* HOW TO COMPLETE THIS TASK:
In the records, find each line where "fixes" occurs, and copy it.

SUPPLIED MATERIAL: Begin

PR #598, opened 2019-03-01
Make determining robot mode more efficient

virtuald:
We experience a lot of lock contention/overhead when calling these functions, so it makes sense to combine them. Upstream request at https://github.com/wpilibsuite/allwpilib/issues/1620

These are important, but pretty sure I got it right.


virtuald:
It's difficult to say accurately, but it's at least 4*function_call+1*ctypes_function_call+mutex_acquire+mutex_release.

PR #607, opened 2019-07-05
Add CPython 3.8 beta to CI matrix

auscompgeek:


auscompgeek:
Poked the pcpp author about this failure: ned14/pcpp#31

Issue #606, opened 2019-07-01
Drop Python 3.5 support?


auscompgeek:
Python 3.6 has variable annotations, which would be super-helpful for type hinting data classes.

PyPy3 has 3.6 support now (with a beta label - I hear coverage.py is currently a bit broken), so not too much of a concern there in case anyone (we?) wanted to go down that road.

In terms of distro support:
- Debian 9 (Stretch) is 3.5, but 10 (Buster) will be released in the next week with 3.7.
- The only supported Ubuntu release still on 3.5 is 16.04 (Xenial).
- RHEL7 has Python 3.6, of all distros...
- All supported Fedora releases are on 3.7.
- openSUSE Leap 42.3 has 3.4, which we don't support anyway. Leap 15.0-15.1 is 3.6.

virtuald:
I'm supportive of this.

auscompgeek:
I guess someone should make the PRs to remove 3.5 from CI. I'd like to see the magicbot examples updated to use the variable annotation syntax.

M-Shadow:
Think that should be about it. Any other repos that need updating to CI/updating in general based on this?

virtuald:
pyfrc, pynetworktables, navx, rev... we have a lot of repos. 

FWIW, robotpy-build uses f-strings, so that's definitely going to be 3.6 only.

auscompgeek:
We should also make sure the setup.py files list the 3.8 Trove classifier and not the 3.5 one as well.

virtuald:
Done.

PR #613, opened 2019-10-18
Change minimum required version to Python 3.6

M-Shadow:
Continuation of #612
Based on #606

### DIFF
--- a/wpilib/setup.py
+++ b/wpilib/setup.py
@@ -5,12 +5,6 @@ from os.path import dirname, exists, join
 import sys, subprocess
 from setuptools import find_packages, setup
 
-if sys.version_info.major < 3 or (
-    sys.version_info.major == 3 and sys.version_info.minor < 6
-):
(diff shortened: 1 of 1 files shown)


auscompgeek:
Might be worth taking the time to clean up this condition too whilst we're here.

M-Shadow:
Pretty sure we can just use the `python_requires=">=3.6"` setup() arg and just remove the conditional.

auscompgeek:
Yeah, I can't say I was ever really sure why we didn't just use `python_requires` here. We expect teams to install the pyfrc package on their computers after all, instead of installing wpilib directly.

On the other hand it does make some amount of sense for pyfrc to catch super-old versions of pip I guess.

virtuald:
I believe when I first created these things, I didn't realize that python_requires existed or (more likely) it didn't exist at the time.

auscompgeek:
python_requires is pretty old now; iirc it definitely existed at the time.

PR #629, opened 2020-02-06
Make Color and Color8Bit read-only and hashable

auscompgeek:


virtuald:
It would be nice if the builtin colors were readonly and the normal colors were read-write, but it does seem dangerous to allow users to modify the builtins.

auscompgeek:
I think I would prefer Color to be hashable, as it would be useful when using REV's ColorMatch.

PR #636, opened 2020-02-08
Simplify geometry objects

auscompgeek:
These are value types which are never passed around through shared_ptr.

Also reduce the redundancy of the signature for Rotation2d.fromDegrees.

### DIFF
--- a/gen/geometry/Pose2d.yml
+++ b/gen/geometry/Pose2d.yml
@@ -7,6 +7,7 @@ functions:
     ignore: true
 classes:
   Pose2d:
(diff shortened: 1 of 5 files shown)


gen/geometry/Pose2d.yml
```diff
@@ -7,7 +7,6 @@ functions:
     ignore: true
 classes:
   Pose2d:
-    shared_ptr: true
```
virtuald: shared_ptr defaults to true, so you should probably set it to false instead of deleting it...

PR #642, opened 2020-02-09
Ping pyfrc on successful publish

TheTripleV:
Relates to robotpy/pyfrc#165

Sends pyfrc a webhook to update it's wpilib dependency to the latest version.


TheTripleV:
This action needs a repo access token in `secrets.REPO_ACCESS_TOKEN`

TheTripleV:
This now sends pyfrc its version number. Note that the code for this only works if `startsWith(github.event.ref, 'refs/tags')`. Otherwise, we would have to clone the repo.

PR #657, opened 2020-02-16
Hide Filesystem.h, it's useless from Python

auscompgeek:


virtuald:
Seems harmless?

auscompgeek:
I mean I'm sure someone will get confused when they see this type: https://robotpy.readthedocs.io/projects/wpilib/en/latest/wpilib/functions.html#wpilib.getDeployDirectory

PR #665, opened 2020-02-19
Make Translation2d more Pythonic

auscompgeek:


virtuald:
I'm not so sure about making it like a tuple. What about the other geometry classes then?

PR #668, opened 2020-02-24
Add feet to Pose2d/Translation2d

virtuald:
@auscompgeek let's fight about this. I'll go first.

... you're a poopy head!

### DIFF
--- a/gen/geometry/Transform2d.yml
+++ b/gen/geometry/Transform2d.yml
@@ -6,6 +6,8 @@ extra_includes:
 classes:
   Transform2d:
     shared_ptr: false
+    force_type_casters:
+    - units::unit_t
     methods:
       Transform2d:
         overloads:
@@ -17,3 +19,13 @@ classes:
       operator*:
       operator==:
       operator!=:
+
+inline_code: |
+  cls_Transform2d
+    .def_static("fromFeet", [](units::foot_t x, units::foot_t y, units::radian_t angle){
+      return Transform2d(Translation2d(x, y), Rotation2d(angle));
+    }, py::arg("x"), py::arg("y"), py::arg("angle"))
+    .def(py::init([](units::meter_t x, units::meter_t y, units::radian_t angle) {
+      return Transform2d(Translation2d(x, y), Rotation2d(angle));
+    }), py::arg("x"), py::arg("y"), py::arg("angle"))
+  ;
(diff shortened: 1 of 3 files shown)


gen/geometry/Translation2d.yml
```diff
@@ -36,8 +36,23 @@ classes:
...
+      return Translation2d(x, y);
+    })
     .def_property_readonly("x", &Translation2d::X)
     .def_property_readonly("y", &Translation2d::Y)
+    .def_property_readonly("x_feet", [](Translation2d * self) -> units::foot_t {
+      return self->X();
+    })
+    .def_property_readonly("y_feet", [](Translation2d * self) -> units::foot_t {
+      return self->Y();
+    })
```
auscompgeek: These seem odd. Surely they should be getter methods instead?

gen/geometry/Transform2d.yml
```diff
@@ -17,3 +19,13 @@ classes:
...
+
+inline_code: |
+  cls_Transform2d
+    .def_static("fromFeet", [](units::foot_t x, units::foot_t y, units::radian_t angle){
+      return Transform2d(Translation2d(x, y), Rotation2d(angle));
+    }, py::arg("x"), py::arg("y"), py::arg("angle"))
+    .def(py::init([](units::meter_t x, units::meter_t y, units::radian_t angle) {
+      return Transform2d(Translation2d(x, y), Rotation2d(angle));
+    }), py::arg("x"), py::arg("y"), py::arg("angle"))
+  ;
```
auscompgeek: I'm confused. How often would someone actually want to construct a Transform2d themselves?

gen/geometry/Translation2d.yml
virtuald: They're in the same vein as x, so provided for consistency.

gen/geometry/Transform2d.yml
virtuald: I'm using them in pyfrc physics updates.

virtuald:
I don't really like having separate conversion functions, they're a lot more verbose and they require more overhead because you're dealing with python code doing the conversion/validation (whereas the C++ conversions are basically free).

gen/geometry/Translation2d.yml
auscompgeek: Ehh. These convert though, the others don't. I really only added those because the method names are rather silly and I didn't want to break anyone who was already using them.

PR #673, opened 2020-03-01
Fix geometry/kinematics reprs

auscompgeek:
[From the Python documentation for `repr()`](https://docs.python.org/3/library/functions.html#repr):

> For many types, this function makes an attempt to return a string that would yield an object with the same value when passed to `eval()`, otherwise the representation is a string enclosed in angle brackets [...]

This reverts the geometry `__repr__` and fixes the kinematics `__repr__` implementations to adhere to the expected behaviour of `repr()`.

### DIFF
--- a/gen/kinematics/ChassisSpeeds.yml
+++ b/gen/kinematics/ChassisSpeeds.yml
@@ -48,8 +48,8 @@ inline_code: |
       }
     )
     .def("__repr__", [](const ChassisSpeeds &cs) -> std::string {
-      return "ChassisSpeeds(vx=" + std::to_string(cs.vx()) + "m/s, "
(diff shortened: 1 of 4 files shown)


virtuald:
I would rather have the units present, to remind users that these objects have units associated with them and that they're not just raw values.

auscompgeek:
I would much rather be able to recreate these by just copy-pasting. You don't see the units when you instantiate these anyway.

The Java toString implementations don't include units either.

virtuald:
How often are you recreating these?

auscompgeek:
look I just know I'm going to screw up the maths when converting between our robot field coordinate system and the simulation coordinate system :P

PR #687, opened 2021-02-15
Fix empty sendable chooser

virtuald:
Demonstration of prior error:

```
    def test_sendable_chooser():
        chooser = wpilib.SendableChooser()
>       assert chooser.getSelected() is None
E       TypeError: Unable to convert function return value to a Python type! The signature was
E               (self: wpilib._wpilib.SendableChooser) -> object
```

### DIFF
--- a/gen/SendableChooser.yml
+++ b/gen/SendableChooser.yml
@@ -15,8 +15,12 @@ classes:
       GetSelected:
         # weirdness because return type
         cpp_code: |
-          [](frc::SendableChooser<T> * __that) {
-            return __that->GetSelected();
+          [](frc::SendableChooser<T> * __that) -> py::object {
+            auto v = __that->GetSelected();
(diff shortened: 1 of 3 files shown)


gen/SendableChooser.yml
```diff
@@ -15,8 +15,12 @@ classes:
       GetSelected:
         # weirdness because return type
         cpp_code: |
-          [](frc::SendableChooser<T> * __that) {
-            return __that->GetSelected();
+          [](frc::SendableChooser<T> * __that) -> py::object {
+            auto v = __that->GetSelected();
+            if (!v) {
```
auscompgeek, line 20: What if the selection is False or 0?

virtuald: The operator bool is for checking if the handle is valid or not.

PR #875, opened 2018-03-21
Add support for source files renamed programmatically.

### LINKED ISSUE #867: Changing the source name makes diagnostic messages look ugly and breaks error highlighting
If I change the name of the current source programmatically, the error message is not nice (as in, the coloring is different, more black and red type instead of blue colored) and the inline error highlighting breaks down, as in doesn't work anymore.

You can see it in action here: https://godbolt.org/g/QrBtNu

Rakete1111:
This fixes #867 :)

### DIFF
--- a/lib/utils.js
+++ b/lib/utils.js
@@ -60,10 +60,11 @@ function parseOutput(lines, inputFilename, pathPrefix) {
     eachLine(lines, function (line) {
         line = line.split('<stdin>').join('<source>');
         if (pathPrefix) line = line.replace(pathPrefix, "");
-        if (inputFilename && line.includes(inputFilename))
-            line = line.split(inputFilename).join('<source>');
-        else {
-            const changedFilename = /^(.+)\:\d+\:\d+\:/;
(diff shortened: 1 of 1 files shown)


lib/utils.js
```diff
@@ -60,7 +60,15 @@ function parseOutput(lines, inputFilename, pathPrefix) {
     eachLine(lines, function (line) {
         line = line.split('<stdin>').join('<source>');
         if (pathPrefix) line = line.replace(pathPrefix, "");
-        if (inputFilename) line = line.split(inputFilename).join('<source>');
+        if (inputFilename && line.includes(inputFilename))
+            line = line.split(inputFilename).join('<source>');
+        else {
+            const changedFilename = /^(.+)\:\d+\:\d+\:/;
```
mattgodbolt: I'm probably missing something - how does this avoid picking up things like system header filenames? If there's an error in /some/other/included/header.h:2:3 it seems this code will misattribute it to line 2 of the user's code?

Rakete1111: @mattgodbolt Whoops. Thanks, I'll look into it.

SUPPLIED MATERIAL: End

* OUTPUT OF THE EXERCISE:
This reverts the geometry `__repr__` and fixes the kinematics `__repr__` implementations to adhere to the expected behaviour of `repr()`.
This fixes #867 :)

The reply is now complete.